***** Dataset *****

PR #600, opened 2019-01-07
Replace insecure Grunt-htmlhint with grunt-htmllint but leave it disabled due to 17 big blocking warnings

KaptenJansson:
**Description**
Remove insecure deps, add Python pip install instructions and commit a new package-lock.json.

**Purpose**
Prepare for other changes.

### DIFF
--- a/Gruntfile.js
+++ b/Gruntfile.js
@@ -34,14 +34,13 @@ module.exports = function(grunt) {
       }
     },
 
-    htmlhint: {
-      html1: {
+    htmllint: {
+      all: {
         src: [
           'src/**/*_template.html'
         ]
       }
     },
-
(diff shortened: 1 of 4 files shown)


Gruntfile.js
```diff
@@ -178,7 +177,7 @@ module.exports = function(grunt) {
   // Set default tasks to run when grunt is called without parameters.
   grunt.registerTask('default', ['runLinting', 'runPythonTests', 'build',
                                  'runUnitTests']);
-  grunt.registerTask('runLinting', ['csslint', 'htmlhint', 'eslint']);
```
KaptenJansson: Leaving out htmllint here on purpose as mentioned in the summary.

PR #601, opened 2019-01-07
Set async call cleanup as sync XHR calls are banned in Chrome

KaptenJansson:
**Description**
Set async call cleanup as sync XHR calls are banned in Chrome

**Purpose**
Comply with web standards. If this works in downstream projects, we can remove the sync/async logic and make it async permanently.

Fixes browserstests in https://bugs.chromium.org/p/chromium/issues/detail?id=918871 hopefully.

Base is set to the updateDeps branch.

### DIFF
--- a/src/web_app/js/appcontroller.js
+++ b/src/web_app/js/appcontroller.js
@@ -220,7 +220,7 @@ AppController.prototype.finishCallSetup_ = function(roomId) {
     // clean up steps before page is closed.
     // Chrome apps can't use onbeforeunload.
     window.onbeforeunload = function() {
-      this.call_.hangup(false);
+      this.call_.hangup(true);
     }.bind(this);
 
     window.onpopstate = function(event) {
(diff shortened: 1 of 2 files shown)


oprypin:
This fix makes the test from crbug/918871 pass. Thanks.

oprypin:
But it's possible that these XHRs won't actually be fulfilled, and that only the `fetch` API has the ability to finish a request after page close.

KaptenJansson:
They are currently wrapped in a promise and I guess promises survive the page close? Or are does only white listed API's that happens to use Promises (promises themselves do not survive?) do this?

KaptenJansson:
Fetch is essentially XHR wrapped in a promise by the looks of it.

KaptenJansson:
Ok, will keep an eye on it.

oprypin:
> Merged #601 into **updateDeps**.

Probably needs to be merged into master instead??

Issue #552, opened 2018-03-29
import requests Module Not Found


adenkaplan:
**Description**
When we run "grunt build" we got an error

**Steps to reproduce**
step 1 - npm install
step 2 - install python 3.6.5
step 3 - grunt build

**Actual results**
Warning: Command failed: python ./build/build_app_engine_package.py src out/app_engine
Traceback (most recent call last):
  File "./build/build_app_engine_package.py", line 12, in <module>
    import requests
ModuleNotFoundError: No module named 'requests'
 Use --force to continue.

Aborted due to warnings.

nagarjunbn:
I had the same error . 
For ubuntu use below commands to install requests .
`apt-get install python-requests`
`sudo pip install requests` or `sudo pip3 install requests`

PR #604, opened 2019-01-18
Update README with comment about pip requirements

kuddai:
**Description**
Project has additional python dependencies. It would be good to mention them in the installation/deployment section. 
**Purpose**
Project already has explicitly stated  python dependencies in requirements.txt. By mentioning this installation step in README.md it might help avoid issues like [this](https://github.com/webrtc/apprtc/issues/552).


kuddai:
I signed it!

PR #638, opened 2019-09-19
Add setOpusOptions to setLocalSDP

### LINKED ISSUE #23: AppRTC: URL param stereo=true does not result in stereo due to APM still enabled
https://github.com/GoogleChrome/webrtc/issues/220#issuecomment-72776788

KaptenJansson commented on Nov 17, 2014
The URL param Stereo=true does not enable stereo all the way (just sets the stereo=1 in the SDP) in chrome unless echoCancellation=false is sent in as an optional gUM constraint.

This is due to the APM does not handle stereo hence it's down-mixed to mono. 
The URL params &stereo=true, audio=echoCancellation=false will result in stereo.

If the intention of stereo=true is to enable proper stereo (not just setting the SDP attribute) it should also pass the audio=echoCancellation=false gum constraint.

juberti commented 15 days ago
Is AEC the only thing that doesn't tolerate stereo? Or does all APM processing have to be disabled? @KaptenJansson can you check with Tina?
Christoffer Jansson
 Owner
 KaptenJansson commented 14 days ago
I believe the APM converts to mono before processing the audio hence it
affects all processing. But I will double check with Tina.
…

KaptenJansson:
**Description**
Sets audio options in the sdp.

**Purpose**
Fixes #23

### DIFF
--- a/.travis.yml
+++ b/.travis.yml
@@ -30,8 +30,8 @@ matrix:
     - env: BROWSER=chrome  BVER=unstable
 
 before_install:
-  - nvm install 6
-  - nvm use 6
+  - nvm install 8
+  - nvm use 8
 
 before_script:
   - npm install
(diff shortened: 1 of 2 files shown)


KaptenJansson:
Eslint works now but there are so many existing errors it's not viable to fix in this PR, will do in a separate PR. Will merge anway.

PR #657, opened 2020-05-05
fix sdes loopback more

fippo:
until #312 gets done this works around
  https://bugs.chromium.org/p/chromium/issues/detail?id=1077740

### DIFF
--- a/src/web_app/js/loopback.js
+++ b/src/web_app/js/loopback.js
@@ -70,8 +70,9 @@ function setupLoopback(wssUrl, roomId) {
       // this line but for loopback where we reuse the offer, that is skipped
       // and remains in the answer and breaks the call.
       // https://bugs.chromium.org/p/chromium/issues/detail?id=616263
+      // https://bugs.chromium.org/p/chromium/issues/detail?id=1077740
       loopbackAnswer = loopbackAnswer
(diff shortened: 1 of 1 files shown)


src/web_app/js/loopback.js
```diff
@@ -70,8 +70,10 @@ function setupLoopback(wssUrl, roomId) {
       // this line but for loopback where we reuse the offer, that is skipped
       // and remains in the answer and breaks the call.
       // https://bugs.chromium.org/p/chromium/issues/detail?id=616263
+      // https://bugs.chromium.org/p/chromium/issues/detail?id=1077740
       loopbackAnswer = loopbackAnswer
-          .replace(/a=crypto:0 AES_CM_128_HMAC_SHA1_32\sinline:.{44}/, '');
+          .replace(/a=crypto:1 .*/, '')
+          .replace(/a=crypto:2 .*/, '');
```
alvestrand, line 76: should this be .replace(/a=crypto:[1-9]+ .*/g, '')?
are we guaranteed that the first crypto algo is always OK to use?

fippo: I *think* we are but this is sdes and it seems like chrome might even not be compliant in not handling multiple a=crypto in an answer.
Updated

fippo:
lint failure is... meh.

PR #666, opened 2020-06-17
Update loopback.js

jackzelenkin:
**Description**
On a Mac, loopbackAnswer contains \\r\\n characters instead of proper line breaks. Because of that initial regex /a=crypto:[1-9]+ .*/g matches everything starting from a=crypto:1 and all the way to the end of loopbackAnswer, and when replaced for an empty string it corrupts the json. 

**Solution**
As a solution, I propose to first search-and-replace "mac-specific" crypto patterns (crypto all the way to first \\r\\n sequence) and only after that search-and-replace original patterns (crypto all the way to the end of the line).

### DIFF
--- a/src/web_app/js/loopback.js
+++ b/src/web_app/js/loopback.js
@@ -72,6 +72,7 @@ function setupLoopback(wssUrl, roomId) {
       // https://bugs.chromium.org/p/chromium/issues/detail?id=616263
       // https://bugs.chromium.org/p/chromium/issues/detail?id=1077740
       loopbackAnswer = loopbackAnswer
+          .replace(/a=crypto:[1-9]+ .*?\\r\\n/g, '')
           .replace(/a=crypto:[1-9]+ .*/g, '');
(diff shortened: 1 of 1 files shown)


jackzelenkin:
@googlebot I signed it!

alvestrand:
Wrong fix, I think.
\r\n is the specified line termination character in SDP, \n is exceptionally (but universally) accepted.
@fippo should look at this - either the pattern leaves a blank line (just the \r\n or \n), or it eats the \n when there's no \r and doesn't eat it when it's present.
I think you need extra regex modifiers to get substitutes to work past linebreaks (of any type).

fippo:
The code takes loopbackAnswer as wssMessage.msg which is the serialized JSON which escapes all the SDP crlfs as \\r\\n. That is a bit silly and unexpected...
And yes, the pattern leaves blank lines, thank you! #667 should fix both

jackzelenkin:
Thanks Philipp!

PR #677, opened 2020-09-07
Stop building the chrome app and cleanup unmaintained dependencies.

kisabaka:
This allows building the app and running the JS unit tests with less hassle. Before this change, it was easy to get in a state where the closure compiler wouldn't build anymore after updating node modules.

**Description**
Remove chrome app, stop using `grunt-closurecompiler-new-grunt` and fix unit tests.

**Purpose**
Cleanup unmaintained dependencies.


KaptenJansson (approved):
LGTM.

FIY, the closure compilation was done in order to speed up page load and reduce the page footprint. This is much less of an issue today and also I actually prefer a non compiled version of this as it's a Demo app, not a production application thus having non compiled code will make it easier to understand.

PR #679, opened 2020-09-09
Add a way to pass the TURN server API key as a request parameter.

kisabaka:
**Description**

**Purpose**
This allows using a different key than the one configured in app.yaml
through the new 'apikey=' parameter, just like we do with the TURN server
using the 'ts' parameter.


KaptenJansson (approved):
LGTM

PR #685, opened 2020-09-14
Show a persistent warning about TURN through the call

kisabaka:
**Description**
Show a message warning the user that the call might not work over the network when the request to get TURN servers fails.

**Purpose**


MirkoBonadei (approved):
LGTM

PR #1466, opened 2018-12-27
SCI32: Fix GK1 Wolfgang phone obstacle bug, #10853

sluicebox:
Fixes bug in original which places ego outside the room's obstacle boundary


bluegr:
Nice work! Merging

PR #1467, opened 2018-12-27
SCI32: Plane id fixes 

lskovlun:
This pull request provides a proper fix for bug #10773, #10778 and possibly other bugs that don't have tickets.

*****

**Exercise details**
Pick from the records each line that contains the word "have" and show it.

**Solved exercise**
Is AEC the only thing that doesn't tolerate stereo? Or does all APM processing have to be disabled? @KaptenJansson can you check with Tina?
This pull request provides a proper fix for bug #10773, #10778 and possibly other bugs that don't have tickets.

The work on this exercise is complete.